First manager fired: Dave Trembley, BAL
Best pennant race: AL East if you like good teams, AL Central if you prefer trainwrecks
Worst pennant race: NL Central
Worst teams in each league: Texas, Pittsburgh
Most likely to go .500 in each league: Oakland, Milwaukee
Teams most likely to disappoint (mainstream consensus*): Minnesota, Florida
Teams most likely to surprise (mainstream consensus): Detroit, Atlanta
Best free agent value (among big names): Bobby Abreu, LAA
Worst free agent value (among big names): Raul Ibanez, PHI
Will the Neanderthal League finally win the All-Star game?: flip a coin
Will Neanderthal League partisans extol the moral purity of pitchers hitting?: Not THAT much--only on every last day of interleague play
Will Jake Peavy be traded?: No
Most obnoxious stories of the year: anything involving ARod or steroids will lap the field as usual; complaints about slow starts by WBC participants will also be in contention
Over/under on in-season blog posts: 20--I've managed to build up a decent backlog of posts that aren’t time sensitive, so most weeks should see something posted in this space

(*) I used the predictions from three preview magazines (Lindy’s, Athlon Sports, and The Sporting News) to define maninstream consensus.

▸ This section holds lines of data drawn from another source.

Issue #71, opened 2019-03-18
Enhancement in sorter/launcher and avoid copy in sorter


samuelgarcia:
Many sorter have by internally the RawBinary as input.
In spiekextractor, it is the BinDatRecordingExtractor with frames_first=True.

This is more or less the universal format.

Those publications all pick Minnesota to win the AL Central; pick Florida second (wildcard), third, and fourth respectively; pick Detroit third, fifth, and fifth respectively; and pick Atlanta fourth, fourth, and third respectively.


  1. These are legitimate picks and really great analysis. I pretty much agree with all your picks, except I have the White Sox winning the AL Central. I’m looking forward to this year’s season, should be another good one. I made a top ten list of my projections for the regular season results: I think my picks are solid, if you don’t agree you can actually change the order by voting.

  2. Guess these were a little bit off. Texas is probably the #1 offensive team in the AL and the Rays have failed to disappoint... most of your subjective analysis was pretty dead on though

  3. The worst prediction (to date) by far was "Most obnoxious stories of the year". I failed to include "Should Joba start or relieve?" which seems to be discussed on MLB Network after every Yankee game, whether they win or lose, whether the starter pitches well or gets lit up, etc.